(Dataset entries)
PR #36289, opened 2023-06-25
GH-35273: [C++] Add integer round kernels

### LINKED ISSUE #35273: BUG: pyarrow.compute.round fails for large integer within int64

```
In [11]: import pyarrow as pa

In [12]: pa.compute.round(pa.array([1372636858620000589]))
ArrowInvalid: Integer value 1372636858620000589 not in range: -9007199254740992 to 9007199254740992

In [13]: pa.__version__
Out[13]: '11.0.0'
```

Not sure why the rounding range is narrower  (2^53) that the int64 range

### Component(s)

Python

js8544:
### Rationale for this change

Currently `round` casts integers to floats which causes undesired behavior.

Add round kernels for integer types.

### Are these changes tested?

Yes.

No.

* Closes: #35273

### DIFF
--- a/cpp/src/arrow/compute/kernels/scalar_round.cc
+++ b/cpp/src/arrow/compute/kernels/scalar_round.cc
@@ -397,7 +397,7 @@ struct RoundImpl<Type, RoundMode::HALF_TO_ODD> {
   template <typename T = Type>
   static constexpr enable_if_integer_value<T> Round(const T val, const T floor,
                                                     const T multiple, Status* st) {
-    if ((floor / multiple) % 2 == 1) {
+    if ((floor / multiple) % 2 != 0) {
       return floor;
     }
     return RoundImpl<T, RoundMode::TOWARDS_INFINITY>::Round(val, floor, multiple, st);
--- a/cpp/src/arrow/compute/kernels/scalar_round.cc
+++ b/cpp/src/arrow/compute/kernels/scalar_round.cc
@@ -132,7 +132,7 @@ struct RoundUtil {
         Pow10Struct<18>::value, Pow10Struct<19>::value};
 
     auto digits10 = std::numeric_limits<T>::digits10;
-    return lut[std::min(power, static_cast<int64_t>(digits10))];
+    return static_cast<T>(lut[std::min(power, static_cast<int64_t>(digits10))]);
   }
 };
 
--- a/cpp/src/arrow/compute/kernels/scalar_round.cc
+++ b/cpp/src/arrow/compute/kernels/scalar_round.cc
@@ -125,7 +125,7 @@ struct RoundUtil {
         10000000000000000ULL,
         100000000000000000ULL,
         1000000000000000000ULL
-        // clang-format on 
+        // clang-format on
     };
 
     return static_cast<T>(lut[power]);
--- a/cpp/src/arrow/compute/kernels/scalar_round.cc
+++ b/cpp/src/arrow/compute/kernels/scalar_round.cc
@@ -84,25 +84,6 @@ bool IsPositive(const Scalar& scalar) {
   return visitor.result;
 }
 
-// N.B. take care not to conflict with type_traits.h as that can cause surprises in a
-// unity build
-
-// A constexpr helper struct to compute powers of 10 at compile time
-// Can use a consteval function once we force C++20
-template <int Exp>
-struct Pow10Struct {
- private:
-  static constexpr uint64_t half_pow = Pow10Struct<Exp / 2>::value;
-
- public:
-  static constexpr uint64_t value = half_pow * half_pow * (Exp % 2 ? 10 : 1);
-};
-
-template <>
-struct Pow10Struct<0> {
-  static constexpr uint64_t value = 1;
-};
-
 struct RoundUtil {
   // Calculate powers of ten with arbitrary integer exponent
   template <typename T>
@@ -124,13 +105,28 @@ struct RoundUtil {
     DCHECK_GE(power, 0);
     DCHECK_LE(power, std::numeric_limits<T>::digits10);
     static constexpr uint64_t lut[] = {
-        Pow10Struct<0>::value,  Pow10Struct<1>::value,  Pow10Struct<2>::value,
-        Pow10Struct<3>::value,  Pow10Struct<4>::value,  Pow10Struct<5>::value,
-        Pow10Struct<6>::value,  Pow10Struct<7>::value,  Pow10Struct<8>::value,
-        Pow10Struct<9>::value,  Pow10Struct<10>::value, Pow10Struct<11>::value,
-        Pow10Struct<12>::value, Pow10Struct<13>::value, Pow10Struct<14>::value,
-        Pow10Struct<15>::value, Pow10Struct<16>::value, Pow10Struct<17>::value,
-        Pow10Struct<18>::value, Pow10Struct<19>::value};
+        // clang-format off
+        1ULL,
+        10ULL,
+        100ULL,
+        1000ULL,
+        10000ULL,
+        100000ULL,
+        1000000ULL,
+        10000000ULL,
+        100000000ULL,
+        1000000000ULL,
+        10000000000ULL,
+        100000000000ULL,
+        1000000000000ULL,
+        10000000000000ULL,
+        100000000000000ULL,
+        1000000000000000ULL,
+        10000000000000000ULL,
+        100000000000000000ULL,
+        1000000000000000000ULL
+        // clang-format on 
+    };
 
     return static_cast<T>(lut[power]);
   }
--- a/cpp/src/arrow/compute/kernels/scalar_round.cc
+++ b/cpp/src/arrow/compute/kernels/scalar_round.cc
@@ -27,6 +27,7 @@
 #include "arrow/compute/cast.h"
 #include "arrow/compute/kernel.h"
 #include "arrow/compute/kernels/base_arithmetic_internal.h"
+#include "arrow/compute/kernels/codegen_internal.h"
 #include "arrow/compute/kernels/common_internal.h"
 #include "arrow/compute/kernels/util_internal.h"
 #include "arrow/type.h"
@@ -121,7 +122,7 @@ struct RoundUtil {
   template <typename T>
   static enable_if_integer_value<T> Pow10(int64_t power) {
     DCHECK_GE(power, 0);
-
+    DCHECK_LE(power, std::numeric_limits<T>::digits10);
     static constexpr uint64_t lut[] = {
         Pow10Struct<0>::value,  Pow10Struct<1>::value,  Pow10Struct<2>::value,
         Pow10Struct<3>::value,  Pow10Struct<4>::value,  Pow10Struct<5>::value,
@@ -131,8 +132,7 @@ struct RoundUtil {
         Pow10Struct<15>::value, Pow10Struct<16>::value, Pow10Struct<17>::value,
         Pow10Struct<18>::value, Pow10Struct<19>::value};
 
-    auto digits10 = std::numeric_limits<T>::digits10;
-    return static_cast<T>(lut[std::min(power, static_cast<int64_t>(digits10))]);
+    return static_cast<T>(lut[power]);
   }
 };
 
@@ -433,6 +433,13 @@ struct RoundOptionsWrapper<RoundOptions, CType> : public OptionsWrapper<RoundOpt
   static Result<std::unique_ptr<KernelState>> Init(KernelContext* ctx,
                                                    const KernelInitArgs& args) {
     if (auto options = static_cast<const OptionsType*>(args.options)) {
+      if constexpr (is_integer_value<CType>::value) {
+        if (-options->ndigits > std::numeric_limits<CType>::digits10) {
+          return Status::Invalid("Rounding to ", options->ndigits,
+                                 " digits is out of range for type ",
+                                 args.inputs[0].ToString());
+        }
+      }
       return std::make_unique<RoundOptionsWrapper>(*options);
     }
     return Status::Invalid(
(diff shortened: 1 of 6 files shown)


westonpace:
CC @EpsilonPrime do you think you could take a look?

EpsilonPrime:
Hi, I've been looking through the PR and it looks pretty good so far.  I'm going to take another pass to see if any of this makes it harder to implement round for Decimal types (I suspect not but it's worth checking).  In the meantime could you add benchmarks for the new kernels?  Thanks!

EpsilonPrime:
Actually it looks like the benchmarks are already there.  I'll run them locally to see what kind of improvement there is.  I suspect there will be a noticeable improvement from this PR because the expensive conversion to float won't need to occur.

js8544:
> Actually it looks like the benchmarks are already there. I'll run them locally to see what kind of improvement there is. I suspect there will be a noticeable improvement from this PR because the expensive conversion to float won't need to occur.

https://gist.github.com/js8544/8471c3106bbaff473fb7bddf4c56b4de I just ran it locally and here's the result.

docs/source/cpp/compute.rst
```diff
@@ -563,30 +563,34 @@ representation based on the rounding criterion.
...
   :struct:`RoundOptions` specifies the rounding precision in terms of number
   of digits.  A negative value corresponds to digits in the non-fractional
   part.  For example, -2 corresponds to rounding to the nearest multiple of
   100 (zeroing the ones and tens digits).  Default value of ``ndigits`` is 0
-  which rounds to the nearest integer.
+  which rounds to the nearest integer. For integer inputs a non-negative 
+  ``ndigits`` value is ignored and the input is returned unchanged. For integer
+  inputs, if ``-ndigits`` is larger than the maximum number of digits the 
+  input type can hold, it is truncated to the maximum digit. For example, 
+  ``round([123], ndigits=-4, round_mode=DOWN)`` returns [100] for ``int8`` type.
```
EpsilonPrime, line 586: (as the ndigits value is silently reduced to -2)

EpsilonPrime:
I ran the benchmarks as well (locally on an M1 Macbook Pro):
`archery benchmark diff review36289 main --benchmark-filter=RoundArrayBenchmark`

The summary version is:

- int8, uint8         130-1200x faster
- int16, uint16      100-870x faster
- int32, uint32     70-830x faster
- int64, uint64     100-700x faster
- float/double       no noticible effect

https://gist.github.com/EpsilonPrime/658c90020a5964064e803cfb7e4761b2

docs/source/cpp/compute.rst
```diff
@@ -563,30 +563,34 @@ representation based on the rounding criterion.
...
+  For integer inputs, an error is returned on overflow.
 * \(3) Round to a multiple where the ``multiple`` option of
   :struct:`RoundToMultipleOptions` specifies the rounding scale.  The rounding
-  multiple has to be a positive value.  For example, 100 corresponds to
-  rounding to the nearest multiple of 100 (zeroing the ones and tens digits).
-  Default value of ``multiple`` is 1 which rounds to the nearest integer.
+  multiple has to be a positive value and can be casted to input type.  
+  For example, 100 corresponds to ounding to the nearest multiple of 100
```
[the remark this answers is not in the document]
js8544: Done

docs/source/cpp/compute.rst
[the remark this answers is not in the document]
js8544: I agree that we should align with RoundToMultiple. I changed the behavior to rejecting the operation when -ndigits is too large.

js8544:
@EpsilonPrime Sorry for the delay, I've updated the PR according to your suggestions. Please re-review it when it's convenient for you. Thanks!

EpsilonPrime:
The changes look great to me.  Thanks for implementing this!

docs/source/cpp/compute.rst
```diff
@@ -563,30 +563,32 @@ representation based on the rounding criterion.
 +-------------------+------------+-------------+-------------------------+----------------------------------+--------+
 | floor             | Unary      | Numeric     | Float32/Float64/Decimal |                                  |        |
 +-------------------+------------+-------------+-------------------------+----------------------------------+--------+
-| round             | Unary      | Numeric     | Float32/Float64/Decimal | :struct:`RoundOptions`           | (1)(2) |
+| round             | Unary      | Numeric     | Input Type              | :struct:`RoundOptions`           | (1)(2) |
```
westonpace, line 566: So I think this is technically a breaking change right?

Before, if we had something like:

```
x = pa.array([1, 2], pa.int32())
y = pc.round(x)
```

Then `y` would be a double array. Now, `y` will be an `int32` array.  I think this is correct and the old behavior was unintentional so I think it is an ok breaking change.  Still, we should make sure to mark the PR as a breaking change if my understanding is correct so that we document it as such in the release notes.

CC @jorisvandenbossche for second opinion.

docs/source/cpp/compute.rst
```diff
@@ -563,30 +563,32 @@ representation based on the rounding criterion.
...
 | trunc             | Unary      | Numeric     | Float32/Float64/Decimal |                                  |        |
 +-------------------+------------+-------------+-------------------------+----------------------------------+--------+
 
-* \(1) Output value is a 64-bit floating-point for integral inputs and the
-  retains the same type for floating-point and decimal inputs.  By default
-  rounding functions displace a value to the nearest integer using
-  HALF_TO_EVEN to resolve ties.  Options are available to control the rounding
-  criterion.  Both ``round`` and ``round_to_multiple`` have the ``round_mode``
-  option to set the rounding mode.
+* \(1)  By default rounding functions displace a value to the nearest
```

TASK TO CARRY OUT: Check the records above and copy each line that has the string "point".

FINAL ANSWER:
-* \(1) Output value is a 64-bit floating-point for integral inputs and the
-  retains the same type for floating-point and decimal inputs.  By default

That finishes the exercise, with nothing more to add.